Los elementos a moldear son sencillos: la angustia, las plagas, la incertidumbre, el dolor en todas sus manifestaciones, un futuro de sombras. Y, ¿cómo se moldean esos materiales? Creo sin temor a equivocarme que la única mano capaz de moldear esos materiales es la mano del tiempo y la exigencia de cada salvadoreño de velar por el respeto a las reglas del gran juego de la paz.
La primera vez que visité aquel país quedé prendado por su belleza y pujanza, aunque esa pujanza haya sido manipulada hasta derivar en una guerra entre hermanos. No puedo recordar el nombre del teatro en el que ofrecí mi primer recital, pero sí recuerdo con meridiana claridad la emoción de la gente respondiendo generosa a la sugerencia poética de cada canción.

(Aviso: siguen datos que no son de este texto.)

PR #549, opened 2019-01-29
cleanup of old asr and introduction of alot of helm require statements

notandy:


openstack/neutron/values.yaml
```diff
@@ -7,7 +7,7 @@ osprofiler: {}
 
 global:
   dbUser: neutron
-  dbPassword: DEFINED-IN-REGION-CHART
+  dbPassword: null
```
databus23: Have you tested that this actually works and fails? I would leave those values completly away. It is common practice in helm charts to have required values as a comment in the values file. E.g. https://github.com/helm/charts/blob/master/stable/postgresql/values.yaml#L80

notandy:
Sure, will adapt to the common practice

notandy:
rebased on current master

PR #560, opened 2019-02-05
[openstack/keystone] rate limit

auhlig:
Hey @ruvr,
Can you take a look? - especially at [the rates](https://github.com/sapcc/helm-charts/compare/ratelimit_keystone?expand=1#diff-e33696e96d527431f5e8390e1d9bd8dfR1)

Introduces:
- rate limit middleware. disabled by default
- 2nd memcache for rate limits to avoid negative impact on keystone memcache
- initial global, local rate limit for authenticaton requests

Thanks


auhlig:
makes sense

PR #568, opened 2019-02-07
Refactor prometheus resource values

jknipper:
This PR moves prometheus resource values to helm values file. I need to overwrite these values, eg. in scaleout klusters.


auhlig:
Thanks!

PR #574, opened 2019-02-11
[neutron] openvswitch mtu fix, neutron-openvswitch-agent-start is the only file that needs changing.

sapliedtke:
I think this is only one half of the solution, Ignition needs to make sure the network nodes have the correct MTU sizes as well

### DIFF
--- a/openstack/neutron/templates/bin/_neutron-dhcp-agent-start.tpl
+++ b/openstack/neutron/templates/bin/_neutron-dhcp-agent-start.tpl
@@ -41,11 +41,6 @@ function _start_application {
     done
 
 
-    # Make sure the MTU is correct
-
-    ovs-vsctl set int br-int mtu_request=9000
-
-
     # br-int interface isn't there, lets crash and try again - we have situation where this intermittently can happen
     # We can't start DHCP without it otherwise we lose teh DHCP ports. Kill all the ovs processes on the host to get a full
     # OVS restart which should make things better....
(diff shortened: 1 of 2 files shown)


notandy:
looks okay, even though the same interface is configured by two startup scripts.

sapliedtke:
different pods/container, we might even have to add more.

notandy:
yeah different pods, but same interface. The pods are using the host network namespace, so it's the same device

sapliedtke:
youre correct and it seems ovs-tools are working differently then i anticipated, back to the drawing board, we need to iterate through quite a few interfaces.

abattye:
I'm not sure this will work the script is working on value "cp_network_interface" as $interface. This is usually bond1. So  https://github.com/sapcc/helm-charts/pull/574/files#diff-74a8f112c7e5ce81dc59c3ce9d57c6e1R55 should I think read `ovs-vsctl set int br-${interface} mtu_request=9000`

sapliedtke:
yeah that PR was from when i didnt know yet how the setup works. Marian and Sebastian had a call with me on Friday where they told me what they know and we together figured out the right solution.
Expect a working PR by Monday Morning.

abattye:
Please don't hardcode bond1 - its configurable and can be accessed in the form br-${interface} - so the helm variable ${interface} should be used

sapliedtke:
ah ok, i wasnt sure about the variables, will update during my next shift, else its ok?

sapliedtke:
can someone point me to where those variables are defined? maybe another repo? im still learning these charts.

PR #580, opened 2019-02-13
adding jumpserver exporter to maia

viennaa:
@auhlig 
Does the exporter definition look good to you?


openstack/maia/templates/jumpserver-service.yaml
```diff
@@ -0,0 +1,15 @@
+apiVersion: v1
```
auhlig: Currently the metrics will be scraped via the pod **and** the service as prometheus annotations are present on both resources. I think you can omit the service.

PR #584, opened 2019-02-14
Make ironic-exporter subchart optional

databus23:
This PR moves the ironic-exporter chart if the subchart folder and makes it a (local) dependency that can be disabled via value.

This PR is dependent on cc/secrets#508 which has to be merged first


databus23:
@auhlig If this works like I think I would suggest that yes

databus23:
@Kuckkuck Care to comment? I would like to merge this to get the exporter of of the scaleout deployment

databus23:
pinging @Kuckkuck

PR #592, opened 2019-02-15
**DO NOT MERGE** prepare global prometheus for additional regions

auhlig:
**DO NOT MERGE**

Configurable ingress host for global prometheus.
Allows `prometheus.global.tld` or something like `prometheus-global.<region>.tld`.
LGTY @BugRoger @databus23?

### DIFF
--- a/openstack/maia/templates/_snmp-exporter-f5.yaml.tpl
+++ b/openstack/maia/templates/_snmp-exporter-f5.yaml.tpl
@@ -1,6 +1,10 @@
 # WARNING: This file was auto-generated using snmp_exporter generator, manual changes will be lost.
 f5:
   walk:
+  - 1.3.6.1.4.1.3375.2.1.7.5.2.1.19
+  - 1.3.6.1.4.1.3375.2.1.7.5.2.1.27
+  - 1.3.6.1.4.1.3375.2.1.8.2.3.1.37
+  - 1.3.6.1.4.1.3375.2.1.8.2.3.1.38
   - 1.3.6.1.4.1.3375.2.2.10.2.3.1.1
   - 1.3.6.1.4.1.3375.2.2.10.2.3.1.10
   - 1.3.6.1.4.1.3375.2.2.10.2.3.1.11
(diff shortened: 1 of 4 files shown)


vonneudeck:
FYI: You can create draft PRs now to avoid accidental merging and make everything more explicit.
https://twitter.com/github/status/1096093162345508864

auhlig:
Uh interesting. Thanks @vonneudeck

openstack/maia/templates/_snmp-exporter-f5.yaml.tpl
```diff
@@ -1,6 +1,10 @@
 # WARNING: This file was auto-generated using snmp_exporter generator, manual changes will be lost.
```
auhlig: I guess you hit wrong branch @m-kratochvil :)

Volví al año siguiente y quise cantar para los estudiantes, ésos que como cuando yo lo era andan siempre con los bolsillos vacíos y con el alma plena. Fue en el Aula Magna de la Universidad Nacional y las previsiones de asistencia se vieron desbordadas ampliamente, tanto que hubo algunos desmayos provocados por el intenso calor y los apretujones. Cuando iba a encarar la tercera o la cuarta canción comprendí que aquello podría terminar mal y pregunté por la megafonía si no había un recinto mayor en el predio universitario, o algún lugar abierto en donde pudiésemos caber todos sin temor a accidentes como los que ya se estaban produciendo. Alguien gritó: “¡a la Plaza Roja!”, y hacia allí salimos todos en estampida. Yo ignoraba lo que era la Plaza Roja y lo que allí sucedería.
Pues bien, al llegar, una multitud de unos diez mil jóvenes se acomodaron en el césped y yo busqué un lugar en alto desde donde cantar de forma que todos me vieran. Por supuesto, allí no había ni micrófono ni artilugio alguno de comunicación masiva. A mí mismo me dije que si estos chicos estaban interesados en escuchar mi música y mi mensaje, crearían el silencio necesario para que mi voz les llegara a todos y el milagro se hizo. A la luz de las estrellas, que en aquellas calientes tierras pareciera que brillan más que en cualquier parte, empecé a cantar una y otra y otra y otra más todavía, así hasta ocupar más de dos horas. El silencio era total y solamente la tímida voz de algún grillo asombrado y mi voz rompían aquel rito de música y poesía.
A lo largo de mi dilatada carrera como cantor he vivido momentos álgidos de emoción y entrega por mi parte y por parte de la audiencia, pero muy pocos como aquella mágica noche en la Universidad de San Salvador.
No recuerdo cuántos conciertos “profesionales” ofrecimos en aquel viaje, pero sí recuerdo que el último era en un palacio de deportes, y tuvimos que suspender a última hora porque estalló la guerra. Recuerdo que volvimos al hotel a toda prisa, recogimos nuestro equipaje y salimos de volada en dos taxis hacia el aeropuerto de Llopango, que entonces estaba en plena ciudad, y recuerdo también el ruido de disparos y explosiones a ambos lados de la avenida por la que transitábamos.
Aterrorizados llegamos al aeropuerto justo a tiempo para tomar el último avión de la Panamerican que despegó hacia México.
He vuelto innumerables veces a El Salvador y he cantado y lo sigo haciendo en sus teatros y he sido protagonista de muchas cosas vividas allí, pero el recuerdo de aquella irrepetible tarde noche en la Plaza Roja de la Universidad de San Salvador quedará siempre grabada en mi corazón.